QBI is pleased to welcome Leah Roe to our Fellowship Program, where early-career scientists pursue bold ideas in an interdisciplinary research environment. Her work focuses on protein backbone modification—an emerging area of chemical biology that aims to expand the chemical diversity of biologics and unlock new possibilities for therapeutic development. In this feature, she discusses the inspiration behind her research, the vision for her independent lab, and her commitment to mentoring the next generation of scientists.
My research focuses on protein backbone modification/editing—an emerging field at the intersection of chemical biology and therapeutics. The long-term vision of my work is to bring the vast chemical diversity typically used in optimizing small molecule and peptide therapeutics into the realm of biologics. Currently, biologics are restricted to natural alpha-amino acid backbones. By developing methods to efficiently produce biologics with expanded chemical diversity, we can enhance their fundamental properties and therapeutic functions. At UCSF, I plan to continue method development, study the biophysical properties of modified proteins, and translate them into real-world medical applications.
My inspiration stems from two deeply intertwined sources. Personally, I grew up in a family marked by both remarkable intelligence and unfortunate illness. Watching loved ones battle terminal diseases and endure the harsh side effects of treatments ignited countless questions about medicine and biology. Fortunately, being surrounded by PhDs and MDs allowed me to engage with these concepts early on, cementing my lifelong commitment to making a meaningful difference in medicine.
Scientifically, I've always been fascinated by a fundamental question: How does a protein know its shape and function from a simple sequence of amino acids? Perhaps the best ways to learn is to change the system and learn new rules. This field perfectly merges my intellectual curiosity with my personal mission to advance therapeutic innovation.
My ultimate dream is to see biologics with novel chemistries readily screened and, ideally, to witness a drug developed using my technology reach the market. What excites me most about this research is its multifaceted nature: method development offers creative freedom, biophysical studies satisfy my desire to understand protein folding at a fundamental level, and translational applications allow me to explore diverse fields while fulfilling my personal goal of improving medicine. I couldn't imagine a research program more perfectly aligned with my interests and aspirations.
Beyond the science, I envision my lab as a place where people genuinely enjoy research and learning. I've been fortunate to have mentors who made science fun, and I'm committed to providing that same experience for my trainees. While research can be challenging, maintaining a sense of humor and making the day-to-day enjoyable is essential.
Another major goal is to demystify the hidden curriculum of academia. I plan to create, collect, and share public resources on topics like competitive fellowship applications, efficient reading strategies, graduate school preparation, fostering positive lab culture, effective networking, etc. By making these resources openly available, I hope to level the playing field for emerging scientists.
I love traveling and outdoor activities. Each year, I make it a goal to explore at least one new national park or city. Like many chemists, I also enjoy cooking—it's the better form of chemistry because I get to eat the results! I'm also a proud dog mom to Ollie, my senior pitbull, and I cherish our time together.
Surround yourself with people who have succeeded in this path and who genuinely believe in you. Your community and environment are everything—they will support and propel you toward your goals. As you progress through your training, always pay it forward and support others on their journeys.
I've been incredibly fortunate to train with exceptional mentors who continue to support me today. Ron Zuckermann, my undergraduate PI, showed me the joy of doing science. Jaime Fraser, my post-baccalaureate PI, made me believe that pursuing a fellow position was possible. Alanna Schepartz, my PhD advisor, profoundly shaped my approach to chemical biology and scientific thinking. As part of the first generation of women in quantitative sciences, she's been a tremendous inspiration. I'm grateful for the five years I spent training in her lab.

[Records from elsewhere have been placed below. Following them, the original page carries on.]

PR #4889, opened 2025-07-15
Fix field rendering

thecalcc:
STT-1249

### DIFF
--- a/scripts/core/editor3/components/Editor3InitializeSpellchecker.tsx
+++ b/scripts/core/editor3/components/Editor3InitializeSpellchecker.tsx
@@ -45,6 +45,11 @@ export class Editor3InitializeSpellchecker extends React.PureComponent<IProps, I
         const spellcheck = ng.get('spellcheck');
         const language = this.props.spellchecking.language;
 
+        if (language == null) {
+            this.setState({loading: false});
+            return;
+        }
+
         this.getSpellcheckerStatus(language).then((enabled) => {
             spellcheck.isAutoSpellchecker = enabled;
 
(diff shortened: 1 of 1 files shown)


scripts/core/editor3/components/Editor3InitializeSpellchecker.tsx
```diff
@@ -58,7 +58,8 @@ export class Editor3InitializeSpellchecker extends React.PureComponent<IProps, I
                         this.props.dispatch(setExternalOptions({
                             spellchecking: getInitialSpellcheckerData(spellcheck, language),
                         }));
-
+                    }).finally(() => {
```
tomaskikutis: Where does it crash? If language is missing wouldn't be better to simply not call `this.getSpellcheckerStatus` and return?

thecalcc: there's a call to get some abbreviations inside `initializeSpellchecker`, if there's no language provided it returns a promise reject which in turn makes code in `then` never execute

tomaskikutis:
```
if (language == null) {
    this.setState({loading: false});
    return;
}

```
How about this at the top of the file? Seems more reasonable to me.

thecalcc: sounds good, I thought you kept it intentionally how it was since you were doing some changes recently I think

tomaskikutis (approved):

PR #4892, opened 2025-07-16
fix publish schedule time when using different timezone

petrjasek:
SDESK-7688

avoid converting time from local to selected timezone, that's handled on the server, the time should be sent as it is.

### DIFF
--- a/scripts/core/utils.tsx
+++ b/scripts/core/utils.tsx
@@ -398,8 +398,8 @@ export function getUTCOffset(timezoneId: string) {
     return trimStartExact(offsetStr, 'GMT');
 }
 
-export function toIsoStringWithoutTimezoneOffset(date: TZDate) {
-    return date.toISOString().slice(0, 16);
+export function toIsoStringWithoutTimezoneOffset(date: Date) {
+    return date.toISOString().slice(0, 19);
 }
 
 export function correctTimezone(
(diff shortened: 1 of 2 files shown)


tomaskikutis:
It's not caused by your PR, but there's an issue when setting initial schedule or embargo. If browser timezone is Toronto and I set 10 am Prague time - it patches 14h 

https://github.com/user-attachments/assets/ee0e5500-12a2-451a-83a1-039d0c6d4c7f

scripts/core/utils.tsx
```diff
@@ -398,8 +398,8 @@ export function getUTCOffset(timezoneId: string) {
     return trimStartExact(offsetStr, 'GMT');
 }
 
-export function toIsoStringWithoutTimezoneOffset(date: TZDate) {
-    return date.toISOString().slice(0, 16);
+export function toIsoStringWithoutTimezoneOffset(date: Date) {
```
tomaskikutis: I used `TZDate` type on purpose. The output format of `date.toISOString` is a bit different from a native Date object. Until char seconds they are the same so your change is fine.

'2025-07-17T07:42:01'
'2025-07-17T03:41:46.142-04:00'

petrjasek:
will check that

tomaskikutis:
There's now an issue with updating. If I'm in Toronto and set 10:19AM Prague time, all is good, but if I updated to 10:20AM Prague time - it patches incorrectly then.


https://github.com/user-attachments/assets/b2173f93-90e4-4be4-a11d-a3cf4f516a68

petrjasek:
@tomaskikutis should be working now

tomaskikutis (approved):
I found no issues now

PR #4897, opened 2025-07-23
Enable synchronous access of app config

tomaskikutis:


webpack.config.js
```diff
@@ -19,6 +19,90 @@ function countOccurrences(_string, substring) {
     return _string.split(substring).length - 1;
 }
 
+function applyDefaults(appConfig) {
```
petrjasek, line 22: not sure we should have it here, would it work in eg. planning unit tests setup?

petrjasek (approved):

webpack.config.js
tomaskikutis: There are 2 possible places to put it - here or in the new bundle which also wouldn't be loaded in planning unit tests. This one looks good, not sure if it'd work in planning unit tests how it is at the moment. I'll check it out and export a function from here and import in planning's webpack config to make tests work.

petrjasek: I tested it and seems ok https://github.com/petrjasek/superdesk-planning/tree/test-app-config

tomaskikutis: ok, even better if it works as is. I'll merge it then.

PR #4899, opened 2025-07-24
Changes to image metadata are not dynamically reflected [SDESK-7656]

devketanpro:


tomaskikutis:
Could you describe what was the cause of the issue and how your fixes solves it?

devketanpro:
> Could you describe what was the cause of the issue and how your fixes solves it?

Issue:
After editing and saving media (e.g., crop, credit, copyright), the updated metadata was not immediately reflected in the article editor. The editor continued to use outdated data from the DraftJS entity. Changes only became visible after a manual page reload.

Root Cause:
The MediaBlockComponent was rendering media based on the static data embedded in the editor’s contentState. It didn’t react to updates in the actual media object stored in Redux.

Fix:
The component was updated to retrieve the latest media object from state.forms.image.mediaByGuid using the media's guid. If updated data is present, it’s used for rendering. Otherwise, it gracefully falls back to the original entity data.

scripts/core/editor3/components/media/MediaBlock.tsx
```diff
@@ -342,6 +348,7 @@ export class MediaBlockComponent extends React.Component<IProps> {
 const mapStateToProps = (state) => ({
     readOnly: state.readOnly,
     showTitle: state.showTitle,
+    mediaEntities: state.forms?.image?.mediaByGuid || {},
```
tomaskikutis: Type of `state` should be `IEditorStore`. And in `IEditorStore` there's no `forms` field defined. I tried running it and haven't seen it there either so I'm not following completelly how is your fix working.

In any case, I think your fix should be deeper in the callstack. Instead of trying to take media from somewhere else you should see why content block has old data and fix that.

tomaskikutis (commented):
Looks much better.

Could you elaborate on what was the issue with `updateImage` function? Why are you re-creating the content state?

devketanpro:
> Looks much better.
> 
> Could you elaborate on what was the issue with `updateImage` function? Why are you re-creating the content state?

The original `updateImage` function didn’t trigger a UI update because `replaceEntityData` reused the same media object, and Draft.js skipped re-rendering due to shallow comparison. By recreating the `ContentState` and using a new media object, we ensure the editor picks up the change and re-renders the image block correctly. This approach maintains consistency and addresses the rendering issue effectively.

tomaskikutis:
I've looked into it - media object is fine. It was the `contentState` that still had the old reference after calling `replaceEntityData`

tomaskikutis (approved):

PR #4901, opened 2025-07-25
Apply soft limit only if it's defined

thecalcc:
SDESK-7727

Undefined: In the UI it's currently possible to apply a soft limit longer than the hard limit, but then soft limit doesn't render in the editor field. Should that be possible in the first place?

### DIFF
--- a/scripts/core/editor3/components/text-length-overflow-decorator.tsx
+++ b/scripts/core/editor3/components/text-length-overflow-decorator.tsx
@@ -97,16 +97,21 @@ export function getTextLimitHighlightDecorator(hardLimit: number, softLimit?: nu
         }
     }
 
-    const decorator = new CompositeDecorator([
+    const decorators = [
         {
             strategy: strategyForHardLimit,
             component: (props) => <Component {...props} color="#ff0000" />,
         },
-        {
+    ];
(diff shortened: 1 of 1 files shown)


tomaskikutis (approved):
The definition of soft limit is the one that doesn't affect validation/publishing. It's only a visual indicator. Hard limit will likely be greater most times, but if we can avoid limiting it, I'd do so.

thecalcc:
> The definition of soft limit is the one that doesn't affect validation/publishing. It's only a visual indicator. Hard limit will likely be greater most times, but if we can avoid limiting it, I'd do so.

Yep I get what it does, I'm just wondering if we should make the soft limit `maxValue` dynamic, based on the currently set `hardLimit`, so user can't set it so it's higher than `hardLimit` and get confused why it's not showing up in the field.

tomaskikutis:
> Yep I get what it does, I'm just wondering if we should make the soft limit maxValue dynamic, based on the currently set hardLimit, so user can't set it so it's higher than hardLimit and get confused why it's not showing up in the field.

Best would be to fix so it would show up in the field anyway regardless which is greater. Second best fix is to limit as you suggest.

PR #4905, opened 2025-07-29
Support nested property paths in generic list view

thecalcc:
STT-1232


scripts/core/superdesk-api.d.ts
```diff
@@ -4,6 +4,8 @@ declare module 'superdesk-api' {
     // TYPESCRIPT TYPES
 
     type OrderedMap<K, V> = import('immutable').OrderedMap<K, V>;
+    type FormFieldType = import('../core/ui/components/generic-form/interfaces/form').FormFieldType;
```
tomaskikutis: could you rename to `GenericFormFieldType`? There are many other forms.

scripts/core/superdesk-api.d.ts
```diff
@@ -2157,13 +2143,13 @@ declare module 'superdesk-api' {
         openByDefault: boolean;
     }
 
-    export interface IFormGroup { // don't forget to update runtime type checks
+    export interface IFormGroup<T extends object> { // don't forget to update runtime type checks
```
tomaskikutis, line 2146: why are you extending `object` here?

scripts/core/ui/components/generic-form/from-group.tsx
```diff
@@ -42,9 +43,9 @@ export class FormViewEdit<T> extends React.Component<IProps<T>> {
                                     key={i}
                                     formValues={this.props.item}
                                     formField={item}
-                                    value={this.props.item[item.field]}
+                                    value={get(this.props.item, item.field)}
                                     disabled={!this.props.editMode}
-                                    issues={this.props.issues[item.field] || []}
+                                    issues={get(this.props.issues, item.field) || []}
```
tomaskikutis, line 48: what about issues prop in `FormViewEdit` usage above, it doesn't need to be adjusted with lodash.get?

scripts/core/ui/components/ListPage/generic-list-page-item-view-edit.tsx
```diff
@@ -87,13 +88,17 @@ export class GenericListPageItemViewEdit<T> extends React.Component<IProps<T>, I
...
-            nextItem: {
-                ...prevState.nextItem,
-                [field]: nextValue,
-            },
-        }));
+
+        this.setState((prevState) => {
+            const nextItem = {...prevState.nextItem};
+
+            set(nextItem, field, nextValue);
```
tomaskikutis: `lodash.set` mutates and react doesn't re-render if mutated because it uses reference equality to decide whether to re-render. Deep cloning would work around it by always re-rendering which ensures correctness, but messes up performance. Using Immer library would be a proper solution here.

scripts/core/services/modalService.tsx
```diff
@@ -176,44 +176,58 @@ export default angular.module('superdesk.core.services.modal', [
...
+            bodyText: string,
+            headerText: string,
+            okText: string,
+            cancelText: string,
+            additionalCancelText: string,
         ) {
-            var delay = $q.defer();
-
-            $modal.open({
-                templateUrl: asset.templateUrl('core/views/confirmation-modal.html'),
```
tomaskikutis, line 188: that file and related tests would need to be dropped if you're replacing it.

scripts/core/superdesk-api.d.ts
thecalcc: Because the `Paths` type needs an object. You can't get keys of a string

scripts/core/ui/components/generic-form/from-group.tsx
thecalcc: I wasn't sure about the format issues would arrive in, so I added it preemptively rather

scripts/core/ui/components/ListPage/generic-list-page-item-view-edit.tsx
```diff
@@ -88,11 +89,10 @@ export class GenericListPageItemViewEdit<T extends object> extends React.Compone
 
     handleFieldChange(field: string, nextValue: valueof<IProps<T>['item']>) {
         // using updater function to avoid race conditions
-
         this.setState((prevState) => {
-            const nextItem = {...prevState.nextItem};
-
-            set(nextItem, field, nextValue);
+            const nextItem = produce(prevState.nextItem, (item) => {
```
tomaskikutis: Can you rename `item` to `draft`? I think it's a good idea to follow this naming convention so it's clear to all developers where immer specific things start and end. It's also useful for reviews - I need to bring it up as an issue if you mutate stuff in react code, except `immer` and that `draft` naming is a quick way to tell.

scripts/core/ui/components/generic-form/from-group.tsx
tomaskikutis: Then add it preemptively for both cases

tomaskikutis (approved):

e2e/client/specs/helpers/monitoring.ts
```diff
@@ -473,11 +473,20 @@ class Monitoring {
...
             const menu: ElementFinder = this.openItemMenu(group, item);
             const header = menu.element(by.buttonText(action));
-            const btn = menu.element(by.partialButtonText(submenu));
 
-            browser.actions().mouseMove(header, {x: -50, y: -50}).mouseMove(header).perform();
+            /**
+             * PROTRACTOR-BUG:
+             * `menu.element(by.partialButtonText(submenu))` was used before, but stopped working. No idea why, the PR
+             * where it started breaking didn't have any related changes.
+             * It appears chaining doesn't work with text based selectors (by.buttonText, by.partialButtonText).
```
thecalcc, line 481: @tomaskikutis I guess this comment should be changed since you said my changes have something to do with the tests failing right? Let me know if I should remove it alltogether.

tomaskikutis: > you said my changes have something to do with the tests failing right?

That's my theory, not fact. Unless you want to investigate to find the root cause - keeping the comment makes sense.

scripts/core/components/resize-observer-component.tsx
```diff
@@ -33,11 +33,15 @@ export class ResizeObserverComponent extends React.PureComponent<IPropsResizeObs
...
     componentDidMount() {
         this.observerInstance = new ResizeObserver((entries) => {
-            this.setState({
-                dimensions: {
-                    width: Math.floor(entries[0].contentRect.width),
-                    height: Math.floor(entries[0].contentRect.height),
-                },
+            // requestAnimationFrame is used, otherwise on mount of this component
+            // there's undelivered notifications error
+            requestAnimationFrame(() => {
```
tomaskikutis, line 38: what problem are you solving with `requestAnimationFrame`?

tomaskikutis: I mean why is there a `undelivered notifications error`?

thecalcc: React puts an overlay with error message `ResizeObserver loop completed with undelivered notifications` when the highlights view mounts. 

I could not get the true reason behind a test failure because this overlay was causing the test to fail before the real failure. So I had to fix this first, and see where it truly fails. If tests in GitHub CI weren't executed with a headless browser I think the same error would've occurred.

thecalcc: A more correct version of my message is that - when the list view in monitoring unmounts, specifically in the case when going to the highlights view, the error is thrown and react puts an overlay preventing further button clicks, without closing the error overlay beforehand.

My research is highly fundamental—focused on method development and basic biophysical understanding—which means it can be applied across diverse areas of biology. Being at UCSF and QBI provides endless opportunities to learn new topics and apply my science in unexpected ways. This interdisciplinary environment is perfect for someone who thrives on continuous learning and cross-field collaboration.
Fearless, critical, and enjoyable.
Fearless: I love a good challenge; I tend not to worry about how I will get there as long as the fundamental concepts are scientifically sound. As a result, I find myself learning any technique or topic I need to accomplish a goal.

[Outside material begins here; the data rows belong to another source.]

PR #4912, opened 2025-08-08
Reapply limit config after publishing

thecalcc:
STT-1199

### DIFF
--- a/scripts/core/editor3/reducers/editor3.tsx
+++ b/scripts/core/editor3/reducers/editor3.tsx
@@ -186,9 +186,7 @@ export const onChange = (
     keepSelection = false,
     skipOnChange = false,
 ): IEditorStore => {
-    // Force update text decorators, since onChange is triggered on item publish.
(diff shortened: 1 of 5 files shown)


scripts/core/editor3/reducers/editor3.tsx
```diff
@@ -186,8 +186,9 @@ export const onChange = (
     keepSelection = false,
     skipOnChange = false,
 ): IEditorStore => {
-    let editorStateNext = updateDecorators(state, newEditorState, 'store-based');
-
+    // Force update text decorators, since onChange is triggered on item publish.
+    // Otherwise text decorators disappear.
+    const editorStateNext = updateDecorators(state, newEditorState, 'store-based', true);
```
tomaskikutis: This reduces a lot of performance optimizations. It will now redecorate on every cursor move. Would be good to understand what's wrong with publishing and do a fix that doesn't degrade performance.

petrjasek (approved):

PR #4914, opened 2025-08-12
Priority and Urgency field: Handle the sorting of the values in the dropdowns alphabetically using the qcode

dzonidoo:
STT-1284

### DIFF
--- a/scripts/apps/authoring/metadata/metadata.ts
+++ b/scripts/apps/authoring/metadata/metadata.ts
@@ -428,10 +428,7 @@ function MetaDropdownDirective($filter, metadata) {
                         scope.list = $filter('sortByName')(scope.list);
                     } else if (scope.field === 'priority' || scope.field === 'urgency') {
                         scope.list.sort((a, b) => {
-                            const valA = a.qcode;
-                            const valB = b.qcode;
-
-                            return String(valA).localeCompare(String(valB));
+                            return String(a.qcode).localeCompare(String(b.qcode));
                         });
                     }
                 }
--- a/scripts/apps/authoring/metadata/metadata.ts
+++ b/scripts/apps/authoring/metadata/metadata.ts
@@ -426,6 +426,8 @@ function MetaDropdownDirective($filter, metadata) {
                         scope.places = _.groupBy(scope.list, 'group');
                     } else if (scope.field === 'genre') {
                         scope.list = $filter('sortByName')(scope.list);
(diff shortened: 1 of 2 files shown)


scripts/apps/authoring/metadata/metadata.ts
```diff
@@ -426,6 +426,8 @@ function MetaDropdownDirective($filter, metadata) {
                         scope.places = _.groupBy(scope.list, 'group');
                     } else if (scope.field === 'genre') {
                         scope.list = $filter('sortByName')(scope.list);
+                    } else if (scope.field === 'priority' || scope.field === 'urgency') {
+                        scope.list.sort((a, b) => a.qcode - b.qcode);
```
petrjasek: those values won't be always numbers, so would be good to have it work with any values

dzonidoo: something like -> Number(a.qcode) - Number(b.qcode) ?

scripts/apps/authoring/metadata/metadata.ts
```diff
@@ -427,7 +427,12 @@ function MetaDropdownDirective($filter, metadata) {
                     } else if (scope.field === 'genre') {
                         scope.list = $filter('sortByName')(scope.list);
                     } else if (scope.field === 'priority' || scope.field === 'urgency') {
-                        scope.list.sort((a, b) => a.qcode - b.qcode);
+                        scope.list.sort((a, b) => {
+                            const valA = a?.qcode ?? '';
+                            const valB = b?.qcode ?? '';
```
thecalcc: while it's good to have a fallback, in the UI you can't save a custom vocabulary if an item doesn't have a `qcode`. If the user still ends up saving it though the issue should be fixed elsewhere.

scripts/apps/authoring/metadata/metadata.ts
```diff
@@ -428,8 +428,8 @@ function MetaDropdownDirective($filter, metadata) {
                         scope.list = $filter('sortByName')(scope.list);
                     } else if (scope.field === 'priority' || scope.field === 'urgency') {
                         scope.list.sort((a, b) => {
-                            const valA = a?.qcode ?? '';
-                            const valB = b?.qcode ?? '';
+                            const valA = a.qcode;
+                            const valB = b.qcode;
```
thecalcc: why do you need variables?

dzonidoo: ure totally right

thecalcc (approved):

PR #4917, opened 2025-08-15
Sort by username in weekly and daily views

thecalcc:
SDBELGA-964


dzonidoo (approved):

tomaskikutis:
@thecalcc I've made it configurable which is nice to have on its own - and also we won't need to regenerate the screenshots for e2e tests.

tomaskikutis:
I see you added sorting where it wasn't present at all before so I'll have to regenerate the e2e screenshots anyway

thecalcc:
I'd say it would be good to make the screenshots platform independent anyhow. Otherwise we will surely run into the same issue where someone is blocked for a longer period.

Critical: I invest significant time in experimental design and strategic planning before execution. I try to imagine every pitfall or application so that as I move through the project, I know exactly what each piece of data means for the big picture (whether that’s good or bad). And I always have a backup plan.
Enjoyable: I wouldn't have become a scientist if I didn't genuinely enjoy the work and the environment. I understand that projects typically have more failures than successes, but I view this as part of the process rather than a reflection of my abilities or intellect. I love being surrounded by motivated people and having fun along the way. I celebrate every victory—it makes all the setbacks worthwhile.